Top of Source material
Issue #3937, opened 2021-07-24
[Feature Request] `stat` and `lstat` APIs


sschwarzer:
**Is your feature request related to a problem? Please describe.**

I want to scan a directory tree to detect where two or more paths refer to the same inode, i. e. building a mapping inode -> list-of-paths. The `stat` system call (which seemingly doesn't have an API in current Racket) returns a struct that contains not only the inode number of a file or directory, but also the number of paths for the inode. So the scan would only need to store paths where the number of paths for an inode is greater than 1.

Being able to use stat would also be faster if you want different directory/file properties at once, so you don't have to make multiple indirect stat calls by calling, say, `file-size` and `file-or-directory-modify-seconds` after another.

**Describe the solution you'd like**

I'd like to see support for the [stat and lstat](https://man7.org/linux/man-pages/man2/stat.2.html) calls as a Racket API. The procedure, maybe called `stat`, would take a path and an optional keyword argument `#:follow-links?` and return a Racket `struct` similar to that of a the (l)stat(2) calls. I'm not sure about the name of the returned `struct`; `stat-result` may be too generic. Maybe `directory/file-info`?

Cross-platform considerations:

- Different platforms may define different fields for the stat (or equivalent call) result. I'm not sure if the result `struct` should have a union of all the fields that are possible on different platforms or if there should be different `stat` result `struct`s for different platforms (with the reasoning that a Racket process should only need one of the `struct` types).

- I'm not sure I understand the implications for distributed places though where you might want to transfer stat information between different machines on different platforms.

- On platforms where no `stat` or `stat`-alike call is supported, the `stat` call could raise an exception or return a partly populated `stat` result `struct` with the information that can be gathered by other API calls.

**Describe alternatives you've considered**

- There's a procedure [file-or-directory-identity](https://docs.racket-lang.org/reference/Filesystem.html#%28def._%28%28quote._~23~25kernel%29._file-or-directory-identity%29%29) which seems to contain inode information. But that still doesn't contain the number of file system entries for this directory/file, so while scanning I'd need to collect path information for _all_ directories/files, not only those where the number of paths for an inode is greater than 1. Besides that, the documentation for `file-or-directory-identity` is so vague that I'm not completely sure if I could rely on it for my purpose.

  Compared to `file-or-directory-identity` I would also welcome the device information in the `stat` result to detect if the file system tree crosses file system boundaries, which I'd like to avoid in my tool.

- I looked for a Racket package that implements the `stat` calls but didn't find any.

[...]

PR #3961, opened 2021-08-17
WIP: Add stat/lstat functionality

sschwarzer:
This is a **work in progress** PR to include stat/lstat-like functionality in Racket (see https://github.com/racket/racket/issues/3937).

@mflatt : I started with the documentation, but so far the comments take up more space than the actual documentation. ;-)

I'd like to think a bit more about the things I wrote in the notes, but if you want, feel free to give feedback. In particular, I'd like your thoughts on
- using strings or symbols for the hash keys. I guess symbols would be more idiomatic?
- using `follow-links?` (as for `find-files`) or `as-link?` (as for `file-or-directory-identity`)
- order of hash keys and their descriptions
- representation of timestamps with sub-second precision


mflatt:
Definitely symbols as keys.

I'd go with the `as-link?` direction instead of `follow-links?`, since providing `#t` feels more like adding `l` to the front of `stat`.

I don't have an opinion on the order of the keys and descriptions in the documentation, if that's what you mean.

For timestamps where you have sub-second resolution,one possibility is to add another key (such as a `...-nanoseconds` key).

sschwarzer:
To keep a record of a discussion with Matthew outside Github:

The list returned by `(file-or-directory-permissions path)` contains the effective permissions for the user that makes the call. The function uses the C `access` function for this purpose. On the other hand, `file-or-directory-stat` is supposed to return static status information on a file or directory, which would be strictly based on the permission bits. So, if the result of `file-or-directory-stat` contains a list with permissions, it would be something like `'(user-read-bit group-read-bit)`. Since users of the function would need `member` or `index-of` to find if a "bit" is set in the list, they might as well use `bitwise-and` to check the bit. This would save time to create the list and to search it, as applying a bit mask should be much faster.

Therefore, (at least for now) the result of `file-or-directory-stat` will only contain the literal permission bits as returned by `(file-or-directory-permissions path 'bits)`. That said, we still should have bit mask constants to interpret the additional bits that aren't read, write or execute bits.

mflatt:
I left one small comment, but this looks good, so far!

There aren't OS variants other than Posix(-like) and Windows to cover.

sschwarzer:
Hi @mflatt , as far as I can tell I'm done with my part and you can take over, especially for the Windows-specific code in `rktio_fs.c`.

Many thanks for answering my many questions here and on Slack! Also thanks for adding the `derived` target. This was very useful. :-)

If you find anything I should fix, or if you have questions, please let me know. Regarding the questions, some of them might be answered in the - hopefully helpful - commit messages.

racket/src/rktio/rktio.h
```diff
@@ -76,11 +76,12 @@ Thread and signal conventions:
 
  - On systems where signal handling is thread-specific, as on Linux,
    then `rktio_init` should be called before any additional threads,
-   so that a suitable inheritable siganl disposition can be
+   so that a suitable inheritable signal disposition can be
    configured.
 
 */
      
+#include <time.h>
```
mflatt, line 84: I don't think this needs to be here. A client who uses `"rktio.h"` doesn't need to know about `<time.h>`, right?

racket/src/rktio/rktio_fs.c
```diff
@@ -701,6 +702,94 @@ rktio_ok_t rktio_set_current_directory(rktio_t *rktio, const char *path)
...
+    return NULL;
+  }
+
+  do {
+    /* No stat/lstat distinction under Windows */
+    stat_result = _wstat64(wp, &stat_buf);
+  } while ((stat_result == -1) && (errno == EINTR));
+
+  if (stat_result) {
+    /* TODO: Error handling / integration with Racket side? */
```
mflatt, line 762: Should have `get_posix_error()` here for the TODO?

racket/src/rktio/rktio_fs.c
```diff
@@ -701,6 +702,94 @@ rktio_ok_t rktio_set_current_directory(rktio_t *rktio, const char *path)
...
+    return NULL;
+  }
+
+  rktio_stat_buf = (struct rktio_stat_t *) malloc(sizeof(struct rktio_stat_t));
```
mflatt, line 766: Since this block of code is (almost?) the same as the Unix one, would it make sense to share more?

pkgs/racket-doc/scribblings/reference/filesystem.scrbl
```diff
@@ -512,6 +512,70 @@ In all modes, the @exnraise[exn:fail:filesystem] on error (e.g., if no
...
 
 
+@defproc[(file-or-directory-stat [path path-string?]
+                                 [as-link? boolean? #f])
+         (hash/c symbol? any/c)]{
+
+@index['("inode")]{Returns} a hash with the following keys and values:
+
+@itemlist[
+ @item{@racketvalfont{'device-id} : device id}
```
mflatt, line 522: For each of these, I think the documentation should describe the representation, such as "an exact nonnegative integer".

mflatt: Instead of `#racketvalfont{'device-id}`, `@racket['device-id]` is better. In this case, `indexed-racket` is probably best. In general, prefer `racket` to `racketvalfont` until you need to control the textual representation, such as for showing octal.

pkgs/racket-doc/scribblings/reference/filesystem.scrbl
```diff
@@ -512,6 +512,70 @@ In all modes, the @exnraise[exn:fail:filesystem] on error (e.g., if no
...
+If @racket[as-link?] is a true value, then if @racket[path] refers to a
+symbolic link, the stat information of the link is returned instead of the stat
+information of the referenced filesystem item.
+
+The mode bits are the bits for permissions and other data, as returned from the
+Posix @tt{stat}/@tt{lstat} functions or the Windows @tt{_wstat64} function,
+respectively. To select portions of the bit pattern, use the constants
+@racket[user-read-bit] etc.
+
+Depending on the operating system and filesystem, the "nanoseconds" timestamps
```
mflatt, line 564: nit: should be
```
``nanoseconds''
```
instead of
```
"nanoseconds"
```

pkgs/racket-doc/scribblings/reference/filesystem.scrbl
```diff
@@ -512,6 +512,70 @@ In all modes, the @exnraise[exn:fail:filesystem] on error (e.g., if no
...
+may have less than nanoseconds precision. For example, in one environment a
+timestamp may be @racketvalfont{1234567891234567891} (nanoseconds precision)
+and in another environment @racketvalfont{1234567891000000000} (seconds
+precision).
+
+Values that aren't available for a platform/filesystem combination may be set
+to @racketvalfont{0}.
```
mflatt, line 571: Shouldn't they just be absent, instead? Or is the problem that `stat` doesn't say which things are available?

pkgs/racket-doc/scribblings/reference/filesystem.scrbl
```diff
@@ -512,6 +512,70 @@ In all modes, the @exnraise[exn:fail:filesystem] on error (e.g., if no
...
+
+If @racket[as-link?] is @racketvalfont{#f} and @racket[path] isn't accessible,
+the @exnraise[exn:fail:filesystem]. This exception is also raised if
+@racket[as-link?] is a true value and @racket[path] can't be resolved, i. e. is
```
mflatt, line 575: nit: `i.e.,` instead of `i. e.`

mflatt (changes requested):
Thanks for this work! I'm happy to make changes along the lines of this review, but there are a few questions here where I'm not sure about something or would just like to make sure I understand.

racket/src/rktio/rktio.h
sschwarzer: It seems I added this in [286e2a3b] when I added the timestamp fields to the C and Racket structs. When I check the manpage `man 2 stat`, it doesn't list `time.h` as requirement. The header is only used in some example code of the manpage.

Since everything still works after removing the `time.h` include, I removed it in [286e2a3b].

racket/src/rktio/rktio_fs.c
sschwarzer: This is the error handling for the Windows code. I don't know what error handling should look like for Windows, so I'd like to leave this TODO to you. If `get_posix_error()` here works also for Windows, it's confusingly named. ;-)

racket/src/rktio/rktio_fs.c
sschwarzer: I wrote something about this in the commit message for [5466b9f9]. You may have missed it because it was further down:
```
    The sections for Posix and Windows that copy values from `stat_buf` to
    `rktio_stat_buf` are similar, but not the same:
    
    - Some comments refer only to Posix, some only to Windows.
    - The struct fields for timestamps in `stat_buf` are different for
      Posix and Windows.
    
    Though it would be possible to put common code lines in a section
    outside the `ifdef`s, it could well be that this refactoring makes the
    code _more_ difficult to follow. Also keep in mind that we just copy
    data from stat structs that are unlikely to change, due to backward
    compatibility considerations. So we might not benefit from being able to
    change common code in one place. Also it might be that the "common" code
    needs to be changed in different ways for Posix and Windows.
    
    Long story short: Probably it's better to keep the Posix and Windows
    implementations separate, but I leave it to you.
```

pkgs/racket-doc/scribblings/reference/filesystem.scrbl
sschwarzer: Yes, _currently_ all hash entries are non-negative integers. At some point there was a plan to include a file type field, whose values would be symbols, and I don't know if we'll add other non-integer fields in the future. Therefore I'm not sure what's better: Be more precise regarding the current implementation or make a potentially wrong "promise" which may cause problems for client code if it relies on the non-negative-integer assumption for the future.

sschwarzer: > For each of these, I think the documentation should describe the representation, such as "an exact nonnegative integer".

Can you give an example where you would put this information? Anyway, I'm not sure it's needed because someone using the stat function has to know what the fields mean and what their possible values are. On the other hand, the Windows values 0 for uid/gid are a bit special and possibly worth documenting.

racket/src/rktio/rktio.h
sschwarzer: I haven't pushed the review changes yet, so the commit id links will be dead. I'll remove this comment after pushing my changes.

pkgs/racket-doc/scribblings/reference/filesystem.scrbl
sschwarzer: Great, I didn't know that/how Scribble supported this. :-) Changed in sschwarzer@bf7f3053 .

pkgs/racket-doc/scribblings/reference/filesystem.scrbl
sschwarzer: Right. There's something on this in the commit message of sschwarzer@eff1b4ce .

pkgs/racket-doc/scribblings/reference/filesystem.scrbl
sschwarzer: Changed in sschwarzer@c0b1d2fb .

pkgs/racket-doc/scribblings/reference/filesystem.scrbl
sschwarzer: > For each of these, I think the documentation should describe the representation, such as "an exact nonnegative integer".

Somewhat related: The contract of the function says about the hash: `(hash/c symbol? any/c)`. _Currently_ all hash values are non-negative integers, but I'm using `any/c` to avoid promising this for future enhancements of the function. Actually, at one point we discussed including a `'type` key whose value would be a symbol like `'directory`. There's still (commented-out) documentation on this.

mflatt:
Some notes after trying a build on Mac OS:

The `st_atim` fields is called `st_atimespec`, etc. Apparently, Mac OS is the only non-standard one these days. Of course, I'm happy to make adjustments there.

This test doesn't pass:
```
  (test #t >= (stat-ref 'access-time-nanoseconds)
              (stat-ref 'modify-time-nanoseconds))
```
It fails because the file is most recently written, and not read. It seems like the failure shouldn't be Mac-specific, but maybe it requires a filesystem that records time in a certain way (including with enough resolution). I'm inclined to repair the test by adding
```
  (void (call-with-input-file temp-file-path read-byte))
```
just after the `display-to-file` that writes the file.

I'd also like to add tests like
```
  (test #t >= (stat-ref 'access-time-seconds)
              (stat-ref 'modify-time-seconds))
```
and tests to make sure that the nanosecond values round down to the seconds values. And a test to make sure there the set of keys matches the documented set (i.e., no extra ones) and that all values (for now) are nonnegative exact integers.

I didn't notice this before, but since the table uses symbol keys, it should be constructed with `hasheq` instead of `hash`.

A bigger thing I didn't notice before is that `file-or-directory-stat` is only implemented for CS. (Maybe I once knew to expect that and had forgotten.) I'll fill in the BC implementation.

mflatt:
Here's a tentative set of updates: https://github.com/mflatt/racket/commit/b67037f48292de4d497ad1ed8237ad390aedd805

mflatt:
Initial Windows experience: `st_rdev` is defined to be the same as `st_dev`, so usually not 0. Probably it's best to set `device_id_for_special_file` to 0 on Windows. Also, there are tests that `block_size` and `block_count` are positive, so I'll adjust those tests to happen only on non-Windows.

mflatt:
Merged!

sschwarzer:
I see that in the documentation you changed "user id" to "user ID" and "group id" to "group ID." I usually see the terms written as "user id" and "group id", but a web search shows that "user ID" is a common term. That said, to me it seems "user ID" usually refers to a user name like `mflatt`, whereas the user id in the stat result is a _numeric_ id. Similarly for the group id.

Changing "user ID" back to "user id" probably is still ambiguous because the distinction between "id" and "ID" is too subtle. Therefore, I suggest we make the wording in the documentation explicit and change it to "numeric user ID" and "numeric group ID."

What do you think? If you agree, should I create a PR or will you do the change yourself? :-)

sschwarzer:
Github says:
>  Closed with unmerged commits

Can I see somewhere what these unmerged commits are? Are these the three "Reduce mode information to permission/bits" etc.?

samth:
I believe that just means that the actual commits weren't merged from Git's perspective, instead the commits ended up with other hashes.

mflatt:
Yes, I should have used GitHub a different way to properly record that it was merged.

Using "numeric group ID" sounds good, and I can make that change.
Bottom of Source material
§ Instructions for the task
Reproduce exactly, and only, the lines from the start of the entries through the one that contains "solution you'd like**".

§ Response
Issue #3937, opened 2021-07-24
[Feature Request] `stat` and `lstat` APIs


sschwarzer:
**Is your feature request related to a problem? Please describe.**

I want to scan a directory tree to detect where two or more paths refer to the same inode, i. e. building a mapping inode -> list-of-paths. The `stat` system call (which seemingly doesn't have an API in current Racket) returns a struct that contains not only the inode number of a file or directory, but also the number of paths for the inode. So the scan would only need to store paths where the number of paths for an inode is greater than 1.

Being able to use stat would also be faster if you want different directory/file properties at once, so you don't have to make multiple indirect stat calls by calling, say, `file-size` and `file-or-directory-modify-seconds` after another.

**Describe the solution you'd like**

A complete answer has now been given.